Saturday 26 March 2016

A Polar, Bi Polar

The grieving process consists of 5 stages: denial, anger, bargaining, depression and acceptance. For a while, I was in denial - perhaps I truly believed what I felt in my heart, but for everyone else, it was pure, blatant denial. Did not help that the people around me frequently switched between "Let it go" and "Just give it time".

I have lived 29 years with my intuition, I know when I'm certain, and I know when I should give something the benefit of doubt. What's a girl to do, when her instincts scream something so loudly, and yet events unfold otherwise. If I dare simplify the equation, my own instinct had let  me down -- for someone so hypersensitive, that's a bitter, bitter pill to swallow.

My. Instinct. Lied. To. Me.

How? How did something I felt so strongly for far longer than a split second turn out to be wrong?

Accepting that I was wrong, threw me down the bottomless pit of depression. It is not a place unfamiliar to me, but it has been a truly long time since I was there, it was hell. Just a deeper, darker kind of hell. Like I have never known.

I thought you were special. I thought you more than just special.
You were my fucking mirror. You were exactly what I saw in my dreams.

My. Instinct. Lied. To. Me.

Perhaps I am still in denial, but I am crawling, struggling to find the exit. Maybe I will get there, maybe I won't. But I have to do whatever it takes, to stay alive.

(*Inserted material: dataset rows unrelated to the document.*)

PR #633, opened 2021-03-20
Use UTC time for exp/nbf validation.

### LINKED ISSUE #487: validate nbf uses local timezone for its current time. I believe it should use UTC

### LINKED ISSUE #631: UTC time for exp claim works as not expected
Hello,
better then my pure English is a simple pytest snippet:
```
# Python 3.9.1

from datetime import datetime

import jwt  # pyjwt == 2.0.0
import pytest


def test_encode_and_decode():
    JWT_PRIVATE_KEY = 'bibalabibaloca'
    JWT_ALGORITHM = 'HS256'
    now = datetime.now().timestamp()
    utcnow = datetime.utcnow().timestamp()
    delta = 7 * 60  # 7 minutes

    # if someone did not know - True for these, who lives in Russia
    assert int(now / 10) > int(utcnow / 10)

    # UTC case
    exp = int(utcnow + delta)
    iat = int(utcnow)

    payload_in = {
        'exp': exp,
        'iat': iat
    }
    token = jwt.encode(
        payload_in,
        JWT_PRIVATE_KEY,
        JWT_ALGORITHM
    )

    with pytest.raises(jwt.exceptions.ExpiredSignatureError):
        payload_out = jwt.decode(
            jwt=token,
            leeway=0,
            key=JWT_PRIVATE_KEY,
            algorithms=[JWT_ALGORITHM],
        )

    # local time case
    exp = int(now + delta)
    iat = int(now)

    payload_in = {
        'exp': exp,
        'iat': iat
    }
    token = jwt.encode(
        payload_in,
        JWT_PRIVATE_KEY,
        JWT_ALGORITHM
    )

    payload_out = jwt.decode(
        jwt=token,
        leeway=0,
        key=JWT_PRIVATE_KEY,
        algorithms=[JWT_ALGORITHM],
    )

    assert payload_in == payload_out
```

That test has passed for me. Documentation says: you have to use UTC time for claims, as `jwt.decode` uses UTC time to compare such claims like `exp` . From the test case we see, that this statement is False, or I missed something.
Thanks.

dajiaji:
To be compliant with RFC7519, Update exp/nbf validation to use UTC time instead of local time.

Close #487 
Close #631

### DIFF
--- a/CHANGELOG.rst
+++ b/CHANGELOG.rst
@@ -16,6 +16,7 @@ Fixed
 ~~~~~
 
 - Remove padding from JWK test data. `#628 <https://github.com/jpadilla/pyjwt/pull/628>`__
+- Use UTC time for exp/nbf validation. `#633 <https://github.com/jpadilla/pyjwt/pull/633>`__
 
 Added
 ~~~~~
--- a/jwt/api_jwt.py
+++ b/jwt/api_jwt.py
@@ -1,5 +1,5 @@
 import json
-from calendar import timegm
+import time
 from collections.abc import Iterable, Mapping
 from datetime import datetime, timedelta
 from typing import Any, Dict, List, Optional, Type, Union
@@ -54,7 +54,9 @@ class PyJWT:
         for time_claim in ["exp", "iat", "nbf"]:
             # Convert datetime to a intDate value in known time-format claims
             if isinstance(payload.get(time_claim), datetime):
-                payload[time_claim] = timegm(payload[time_claim].utctimetuple())
+                payload[time_claim] = int(
+                    time.mktime(payload[time_claim].utctimetuple())
+                )
 
         json_payload = json.dumps(
             payload, separators=(",", ":"), cls=json_encoder
@@ -130,7 +132,7 @@ class PyJWT:
 
         self._validate_required_claims(payload, options)
 
-        now = timegm(datetime.utcnow().utctimetuple())
+        now = datetime.utcnow().timestamp()
 
         if "iat" in payload and options["verify_iat"]:
             self._validate_iat(payload, now, leeway)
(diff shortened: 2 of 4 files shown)


auvipy (approved):

jpadilla (commented):
@dajiaji thanks for working on this. For posterity's sake, could you walk us through why the current _thing_ is wrong, and how your changes fix it?

dajiaji:
@jpadilla @auvipy Sorry for bothering you on this PR. 

I misunderstood datetime() related spec and behavior. Current implementation has no problem and does not need to be updated. I'll withdraw this PR.

PR #645, opened 2021-04-09
Allow to verify with private key on ECAlgorithm, as well as on Ed25519Algorithm.

dajiaji:
At the current implementation of Ed25519Algorithm, verify() can accept a private key as a verification key (See https://github.com/jpadilla/pyjwt/blob/master/jwt/algorithms.py#L583-L584). However, ECAlgorithm's verify() cannot.

I think the both of two should work in the same way. There are two options:
1. Remove private key support from Ed25519Algorithm's verify().
2. Add private key support to ECAlgorithm's verify().

Considering backward-compat, I selected 2.

### DIFF
--- a/jwt/algorithms.py
+++ b/jwt/algorithms.py
@@ -427,6 +427,8 @@ if has_crypto:
                 return False
 
             try:
+                if isinstance(key, EllipticCurvePrivateKey):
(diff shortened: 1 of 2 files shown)


jpadilla (approved):
thanks!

Am I bargaining? I don't know. I don't want to. I know it's over, but a part of me still breathes you.Your skin, your smile, your hair, your lips, your hands. My God, your hands, I still remember the first time you held mine. I remember.

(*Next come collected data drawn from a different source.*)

PR #647, opened 2021-04-16
Clearly warn against computing algorithms from the token’s alg

andersk:
This seems to be a common temptation (python-social-auth/social-core#514, https://github.com/twilio/twilio-python/pull/560#discussion_r614487375), so we should clarify why it’s a bad idea.


jpadilla (approved):
Yikes, good find! 👍

PR #654, opened 2021-04-29
Complete `jwt` documentation

johachi:
## Description

- Added documentation for `jwt.decode_complete`.
  I'm honestly unsure if everything needs to be duplicated or not since the only thing that is different to `jwt.decode` is the return value. I'm happy to just write `Parameters: Sames as jwt.decode` if that is preferred.
- I previously wrote (e.g.) `verify_aud=True`` but will be ignored if ``verify_signature`` is ``False``.` for all the options parameters except `require` and `verify_signature`, but that is a bad way of describing it. 

  What I wanted to write was that the value is `True` by default, but will default to `False` if `verify_signature` is set to false. In other words, they default to the same value as `verify_signature`. I, therefore, think that a better way of writing this is `verify_aud=verify_signature`, and then move `verify_signature=True` to the top. This way, it is understandable that it is possible to set (e.g.) `verify_aud=True` and `verify_signature=False`.
- Added a warning regarding `exp`, `iat` and `nbf` only being verified if present.

**Screenshot (Firefox Developers Edition 89.0b5)**
Documentation

### DIFF
--- a/docs/api.rst
+++ b/docs/api.rst
@@ -69,7 +69,9 @@ API Reference
 
 .. function:: decode_complete(jwt, key="", algorithms=None, options=None, audience=None, issuer=None, leeway=0)
 
-    Verify the ``jwt`` token signature and return the token claims.
+    Identical to ``jwt.decode`` except for return value which is a dictionary containing the token header (JOSE Header),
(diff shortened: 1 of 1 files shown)


auvipy (approved):

jpadilla (approved):
✨ thanks!

PR #662, opened 2021-05-29
Add a type declaration for PyJWK.key

coderanger:


coderanger:
In theory this can probably be deduced but the generic-y indirection confused Pyright so just hardwiring it for simplicity and reference.

coderanger:
Any interest in this?

auvipy (commented):
what is the value of it?

coderanger:
Anyone using a type checker will not need to cast/mark this and a tiny QoL boost for anyone using an IDE that uses type data for autocomplete.

PR #666, opened 2021-06-19
support decoding and encoding DEFLATE-encoded JWT bodies

Roguelazer:
These are used in the [Smart Health Card](https://spec.smarthealth.cards/) framework that several regions (including California and Quebec) are using for COVID-19 proofs of vaccination, and are supported by some other JWT libraries, such as [jwt-go](https://github.com/dgrijalva/jwt-go/pull/102).

If y'all like this approach, I'm glad to write tests. I could also see putting this logic in `api_jws.py`.

### DIFF
--- a/jwt/api_jwt.py
+++ b/jwt/api_jwt.py
@@ -3,6 +3,7 @@ from calendar import timegm
 from collections.abc import Iterable, Mapping
 from datetime import datetime, timedelta
 from typing import Any, Dict, List, Optional, Type, Union
+import zlib
 
 from . import api_jws
 from .exceptions import (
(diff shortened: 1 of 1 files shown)


tahnok:
I'd also volunteer to help write some tests. I am also looking at decoding the data in an SHC encoded JWT and at the moment pyjwt cannot be used for this

auvipy:
> I'd also volunteer to help write some tests. I am also looking at decoding the data in an SHC encoded JWT and at the moment pyjwt cannot be used for this
> 
> Overall, change looks solid and straightforward

you are welcome to do so

akx:
Hmm – I'd be a little wary against adding a non-spec feature like this. In fact, the golang library PR @Roguelazer merged was actually _not_ merged due to the same concern: https://github.com/dgrijalva/jwt-go/pull/102#issuecomment-209151496

I think the better approach would be to refactor payload decoding (lines 98..104 in the preimage) to a separate function that can be easily augmented in a subclass.

jpadilla:
Closing this one for now, same reason as #753.

Issue #626, opened 2021-03-08
PyJWKClient raises error when key omits "use" (Public Key Use) parameter


mjr9804:
`PyJWKClient.get_signing_keys` is hard-coded to look for keys that have a `use` (Public Key Use) value of `sig`. This causes errors when working with JWKs that omit this parameter. I believe this is an optional parameter according to [RFC 7517, Section 4.2](https://tools.ietf.org/html/rfc7517#section-4.2).

Adjusting the check at https://github.com/jpadilla/pyjwt/blob/master/jwt/jwks_client.py#L32 fixes the problem, but I'm not sure what the best solution is. It seems you could either assume that a key that omits `use` is a signing key, ignore any keys with `"use": "enc"`, or maybe expose some configuration knob.

## Expected Result

`PyJWKClient` should be able to parse signing keys from JWKs that omit the optional `use` parameter.

## Actual Result

A `PyJWKClientError` is raised.

```
Traceback (most recent call last):
  File "<stdin>", line 1, in <module>
  File ".../Python/3.7/lib/python/site-packages/jwt/jwks_client.py", line 31, in get_signing_keys
    raise PyJWKClientError("The JWKS endpoint did not contain any signing keys")
jwt.exceptions.PyJWKClientError: The JWKS endpoint did not contain any signing keys
```

## Reproduction Steps

```python
import jwt

# Sample JWK that omits 'use'
SAMPLE_URL = 'https://gist.githubusercontent.com/mjr9804/83e8388cc5d2a03e54938da189668770/raw/5514eec3c12714eb2a57bf180810b23ac841ad9b/jwk.json'
jwks_client = jwt.PyJWKClient(SAMPLE_URL)
jwks_client.get_signing_keys()
```

## System Information

    $ python -m jwt.help

```
{
    "cryptography": {
      "version": "3.2"
    },
    "implementation": {
      "name": "CPython",
      "version": "3.7.3"
    },
    "platform": {
      "release": "19.6.0",
      "system": "Darwin"
    },
    "pyjwt": {
      "version": "2.0.1"
    }
}
```

PR #668, opened 2021-07-06
Assume JWK is valid for signing if "use" is omitted

Klavionik:
There's an issue https://github.com/jpadilla/pyjwt/issues/626 about this problem. I ran into it today too.

Currently, when getting signing keys, PyJWKClient assumes that a key is intended for signing, only if its "use" claim is set to "sig". This is not entirely correct, as this claim is optional. If it's omitted, then the key can be used both for signing and encryption. 

I guess the correct way to process fetched keys is to check that their "use" claim is either "sig" or missing. In this case, we can safely append it to the list of signing keys.

### DIFF
--- a/CHANGELOG.rst
+++ b/CHANGELOG.rst
@@ -12,6 +12,7 @@ Changed
 
 Fixed
 ~~~~~
+- Assume JWK without the "use" claim is valid for signing as per RFC7517 `#668 <https://github.com/jpadilla/pyjwt/pull/668>`__
 
 Added
 ~~~~~
--- a/jwt/jwks_client.py
+++ b/jwt/jwks_client.py
@@ -29,7 +29,7 @@ class PyJWKClient:
         signing_keys = []
 
         for jwk_set_key in jwk_set.keys:
-            if jwk_set_key.public_key_use == "sig" and jwk_set_key.key_id:
+            if jwk_set_key.public_key_use in ["sig", None] and jwk_set_key.key_id:
                 signing_keys.append(jwk_set_key)
 
         if len(signing_keys) == 0:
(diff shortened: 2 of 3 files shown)


dajiaji:
It's a small fix and I think it should be merged.

yhaojin:
I also ran into this issue today where I was trying to get signing keys from a jwks endpoint without the key "use", and the error `PyJWKClientError("The JWKS endpoint did not contain any signing keys") `was raised.

Refer to rfc7517 section 4.2: 
> The "use" (public key use) parameter identifies the intended use of the public key.  The "use" parameter is employed to indicate whether a public key is used for encrypting data or verifying the signature on data.
...
The "use" value is a case-sensitive string.  Use of the "use" member is OPTIONAL, unless the application requires its presence.

One workaround that I did was to overwrite the `get_signing_keys` to remove the requirement. I definitely support this PR to be merged.

jpadilla (approved):
Thanks! I think there might still be some cases we're missing. If you're up to it, it'd be great to compare notes/behavior against https://github.com/panva/jose/blob/main/src/jwks/remote.ts#L100

Klavionik:
As for the "use" claim, that library has a similar behavior - "check if the claim is present in the object, and only then check that it's set to "sig". Otherwise, just ignore this claim during the check pipeline."

Overall, its behavior and checks are more complex, that's for sure. Though we could implement check for the `key_ops` array, as it is a bit similar to "use" and specifies uses for the JWK.

jpadilla (approved):
@Klavionik mind adding a line for this in the CHANGELOG? thanks again

Klavionik:
@jpadilla I've updated the changelog. Realized I messed up with the committer name, had to manipulate the history and force-push the branch. First time contributing and pretty nervous, sorry about that. :)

I don't know how I'll allow another hand to hold mine. I don't see it, I can't imagine.

And what hurts so bad, is that you're out there in the world, probably not remembering anything about me.

I feel the anger creeping, I feel it in sudden, swift attacks, venom threatening to expel into my veins. But it doesn't last long, usually followed by a crying bout.

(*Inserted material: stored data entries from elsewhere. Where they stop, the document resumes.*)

PR #102, opened 2025-09-23
Fixing broken endpoint due to validation 

sachin-panayil:
## Problem

Endpoint endpoint was failing because I left the Identifier resource empty which failed validation tests

## Solution

Implemented a default of ANON for Code and Display within EndpointIdenfifierSerializer

## Result

Endpoint endpoint works as it should

* I just randomly chose ANON but can change it to what makes more sense as a default code
* I will implement this into testing for this endpoint but i wonder if we should have CI tests that run these validation checks every time someone is working on the API

## Test Plan

Run docker-compose up --build and hit endpoint.

### DIFF
--- a/backend/npdfhir/serializers.py
+++ b/backend/npdfhir/serializers.py
@@ -253,13 +253,6 @@ class EndpointIdentifierSerialzier(serializers.Serializer):
     def to_representation(self, instance):
         endpoint_identifier = Identifier(
             use="official",
-            type=CodeableConcept(
-                coding=[Coding(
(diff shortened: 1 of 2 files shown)


backend/npdfhir/serializers.py
```diff
@@ -256,8 +256,8 @@ def to_representation(self, instance):
             type=CodeableConcept(
```
spopelka-dsac, line 256: Can you just remove type please?

spopelka-dsac (changes requested):

spopelka-dsac (approved):

PR #103, opened 2025-09-24
Working tests on container

IsaacMilarky:
## Problem

Currently, tests only work on a bare-metal postgres instance.

## Solution

Make sure that the tests are run as docker native. They should be able to be ran on the django-web container and have the results saved as xml on the local machine. 

## Result

Summary

* Configure Django tests to use preexisting database instead of creating a new one.  
* Replace custom DiscoverRunner logic with a test database that is prepopulated with test data + schema using flyway 
* Add `unittest-xml-reporting` as a dependency for xml reporting

## Test Plan

In the backend directory: 

First, run `make dev-up`
Then, run `make test`


backend/docker-compose-test.yml
```diff
@@ -0,0 +1,63 @@
...
+      - "${NPD_DB_PORT}:5432"
+    networks:
+      - npd
+    tmpfs:
+      - /var/lib/postgresql/data:rw,size=200m
+    healthcheck:
+      test: ["CMD-SHELL", "pg_isready -U ${NPD_DB_USER} -d test_${NPD_DB_NAME}"]
+      interval: 5s
+      timeout: 5s
+      retries: 10
```
abachman-dsac, line 19: Using a duplicate implementation of the database service exclusively for testing feels like an anti-pattern on a project like this. I would like to see us relying on the default compose.yml DB service with the test suite setup code providing the unique `test_${NPD_DB_NAME}`.

A common pattern I've enjoyed is using a prefix or suffix--as demonstrated here--for databases in each environment the application executes in to help make sense of setup, logging, error traces, etc.

backend/docker-compose-test.yml
```diff
@@ -0,0 +1,63 @@
...
+    environment:
+      FLYWAY_URL: jdbc:postgresql://db-test:5432/test_${NPD_DB_NAME}
+      FLYWAY_USER: ${NPD_DB_USER}
+      FLYWAY_PASSWORD: ${NPD_DB_PASSWORD}
+    depends_on:
+      db-test:
+        condition: service_healthy
+    networks:
+      - npd
+  django-test:
```
abachman-dsac, line 34: I think this is an okay place to start, but I'm curious to see how maintainable it will be over the long run. 

Tests kind of want to run in an environment almost-but-not-exactly like the environment the code expects to run in, which means we can get away with a lot of reuse in our docker compose service definitions.

backend/docker-compose-test.yml
```diff
@@ -0,0 +1,63 @@
...
+      NPD_DB_USER: ${NPD_DB_USER}
+      NPD_DB_PASSWORD: ${NPD_DB_PASSWORD}
+      NPD_DB_HOST: db-test
+      NPD_DB_PORT: "5432"
+    env_file:
+      - .env
+    command: >
+      sh -c "python manage.py test"
+    volumes:
+      - ./artifacts:/tmp
```
abachman-dsac, line 61: nit (non-blocking): writing a compose.yml file with no line breaks between blocks makes the code read a little tight. We don't have a style linter for our yaml, so this is a fine style, but it feels a little claustrophobic.

IsaacMilarky:
> With the changes to `backend/Makefile` to remove `sudo`, I think the current branch is just about good to merge. Particularly if it puts the project in a position to have the test suite run in CI / GitHub Actions.
> 
> The last nit for me is kind of a "developer affordances" thing. I notice that I'm having a bit of difficulty running `docker compose up` after running `make test` because the two db servers use the same port. Similarly, it's hard to go the other way and run `docker compose up` to get a dev env working after successfully running `make test` since the new test command leaves a test-only postgres service--`db-test`--running on the same port that the `docker-compose.yml` `db` service wants to use.
> 
> The only thing I would really like to see to give an enthusiastic +1 is a touch more developer documentation in the PR description demonstrating an ideal workflow for moving back and forth--as a developer at the command-line--from testing to development in the `backend/` sub-directory.
> 
> _PS_: There also seems to be some docker compose errors that come out of switching between compose files which use different networks having the same name and which also share a service (`db-migrations`) that does two different things. But I'm not sure if that's true for other users or just a fluke of my system setup.

Sounds good! I have changed the branch to only use one `docker-compose.yml` file. Now, it works by first running the development containers with `make dev-up` and then running `make test`. To shutdown the dev containers then run `make dev-down`

PR #105, opened 2025-09-24
NDH-178: Fix Incorrect Content-Type

sachin-panayil:
## Problem

The Content-Type header for our FHIR APIs should return “application/fhir+json” and we have a test that is currently failing because it does not. The header should be fixed so the test passes.

Our original solution of defining the content type within the response object, `response["Content-Type"] = "application/fhir+json"`,  was getting overridden by default renderer when a HTTP request was being sent.

## Solution

Added custom renderers that inherits from `JSONRenderer` so that we can manually set our Content-Type.

## Result

The Content-Type for all requests are now `application/fhir+json`. This also is compatible with the Browsable API since we added `BrowsableAPIRenderer`

### Notes 
- I didnt get to run the test since im waiting on Isaacs changes however im pretty sure they will pass 
- Screenshot of Swagger docs showing headers and proper Content-Type
Screenshot 2025-09-26 at 3 48 33 PM

## Test Plan

- Hit any endpoint after running `docker-compose up --build` and check the headers
- View the frontend by going to `http://localhost:8000/fhir` on any browser after running docker

### DIFF
--- a/backend/npdfhir/views.py
+++ b/backend/npdfhir/views.py
@@ -235,7 +235,6 @@ class FHIRPractitionerViewSet(viewsets.ViewSet):
 
         # Set appropriate content type for FHIR responses
         response = paginator.get_paginated_response(bundle.data)
-        response["Content-Type"] = "application/fhir+json"
 
         return response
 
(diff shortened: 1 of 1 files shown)


abachman-dsac (approved):
Thank you for updating the PR description! 

I was also able to use the swagger docs browser at http://localhost:8000/fhir/docs and find an API call that demonstrated the new headers on a default build of the development service: 

```console
$ curl -v -X 'GET' \
  'http://localhost:8000/fhir/Endpoint/?page_size=10' \
  -H 'accept: application/fhir+json' 2>&1 | \grep Content-Type:
< Content-Type: application/fhir+json
```

👍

Maybe one day I'll pass all these stages, and get to acceptance. Maybe one day I will stop believing that you're the one.

I can't decide if I want that day to come right now, or if I never want it to come, at all.

Because when I truly walk away from here, you would have lost someone who loves you, flaws, baggage and all. You would have lost someone who would sacrifice everything she has to, just to be with you.